Work required: Reproduce, exactly and in full, only the lines below from the one containing "thanks, ill remember" through the one containing "You are welcome :-)".

Dataset excerpts:
PR #6541, opened 2024-06-04
add image and description to user query share

### LINKED ISSUE #6538: image and description on user query share
### Discussed in https://github.com/FreshRSS/FreshRSS/discussions/6537

<sup>Originally posted by **TomW1605** June  4, 2024</sup>
hi
is there a way to add a description and feed image to the rss feed from a user query?

i am using FreshRSS to process the patreon feeds of some podcasts to split out normal and patreon episodes so they are different feeds in my podcast app. unfortunatly they dont have the image or description of the input feed and that makes them quite hard to tell apart.

i understand this is not at all the intended usecase for FreshRSS but other than this issue it is something it works extreemly well for so if there was a way to do this it would be basicaly perfect.
thanks</div>

TomW1605:
Closes #6538

- add a field for feed description to user queries
- add a field for feed image url to user queries
- put these fields in the shared rss feed

1. add a user query
1. go to the user query config
1. add a description and image url
1. enable sharing by rss
1. save
1. load the rss from the link
1. the description and image in the rss should match the valuse entered in step 3

Pull request checklist:

- [x] clear commit messages
- [x] code manually tested
- [ ] documentation updated

### DIFF
--- a/app/views/index/rss.phtml
+++ b/app/views/index/rss.phtml
@@ -9,7 +9,7 @@
 	<channel>
 		<title><?= $this->rss_title ?></title>
 		<link><?= $this->html_url ?></link>
-		<description><?= _t('index.feed.rss_of', $this->rss_title) ?></description>
+		<description><?= $this->description ?></description>
 		<pubDate><?= date('D, d M Y H:i:s O') ?></pubDate>
 		<lastBuildDate><?= gmdate('D, d M Y H:i:s') ?> GMT</lastBuildDate>
 		<atom:link href="<?= $this->rss_url ?>" rel="self" type="application/rss+xml" />
--- a/app/views/index/rss.phtml
+++ b/app/views/index/rss.phtml
@@ -3,7 +3,7 @@
 	/** @var FreshRSS_View $this */
 ?>
 <?= '<?xml version="1.0" encoding="UTF-8" ?>'; ?>
-<rss version="2.0" xmlns:atom="http://www.w3.org/2005/Atom" xmlns:dc="http://purl.org/dc/elements/1.1/" xmlns:media="http://search.yahoo.com/mrss/"
+<rss version="2.0" xmlns:atom="http://www.w3.org/2005/Atom" xmlns:dc="http://purl.org/dc/elements/1.1/" xmlns:media="http://search.yahoo.com/mrss/" xmlns:itunes="http://www.itunes.com/dtds/podcast-1.0.dtd"
 	<?= $this->rss_base == '' ? '' : ' xml:base="' . $this->rss_base . '"' ?>
 >
 	<channel>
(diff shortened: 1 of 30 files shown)


Alkarex:
Looks good 👍🏻 
You can use our CLI to add new translations:

```sh
cli/manipulate.translation.php -a add -k 'conf.query.image_url' -v 'Image URL'
```

TomW1605:
thanks, ill remember that for next time (and thanks for neatening up that if)

Alkarex:
You are welcome :-)
About the process: we are just about to release FreshRSS 1.24.1 (final tests welcome!) so there is a feature freeze for now. As soon as it is out, this PR can be merged in our `edge` rolling-release branch.

app/views/index/rss.phtml
```diff
@@ -3,16 +3,22 @@
...
 >
 	<channel>
 		<title><?= $this->rss_title ?></title>
 		<link><?= $this->html_url ?></link>
-		<description><?= _t('index.feed.rss_of', $this->rss_title) ?></description>
+		<description><?= $this->description ?></description>
 		<pubDate><?= date('D, d M Y H:i:s O') ?></pubDate>
 		<lastBuildDate><?= gmdate('D, d M Y H:i:s') ?> GMT</lastBuildDate>
 		<atom:link href="<?= $this->rss_url ?>" rel="self" type="application/rss+xml" />
+		<itunes:image href="<?= $this->image_url ?>"></itunes:image>
```
Alkarex: Is the `<itunes:image />` needed at all when there already is the `<image />` one?

TomW1605: im honestly not sure. i added it because it was in the feed i was working off. my only testing podcast player is Overcast and it works without it but also the dev seems to have a very good understanding of the podcast RSS standards and makes sure Overcast can handle things so im not sure other apps will be as robust. there seem to be a whole range of "itunes" tags that are variously used in different feeds. there is also one for description `<itunes:summary>`.

edit: i just tested with apple podcasts and it also works without the itunes tag, so i think it would be reasonable to remove it. i cant test any android podcast apps since i only have an iphone.

Alkarex: Yes please for the test. I would rather add it again later if we identify a need

TomW1605: cool, ill remove it and the itunes xml definition

app/views/index/rss.phtml
```diff
@@ -9,10 +9,15 @@
 	<channel>
 		<title><?= $this->rss_title ?></title>
 		<link><?= $this->html_url ?></link>
-		<description><?= _t('index.feed.rss_of', $this->rss_title) ?></description>
+		<description><?= $this->description ?></description>
```
Alkarex, line 12: Regression fixed in https://github.com/FreshRSS/FreshRSS/pull/6548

Reply:
thanks, ill remember that for next time (and thanks for neatening up that if)

Alkarex:
You are welcome :-)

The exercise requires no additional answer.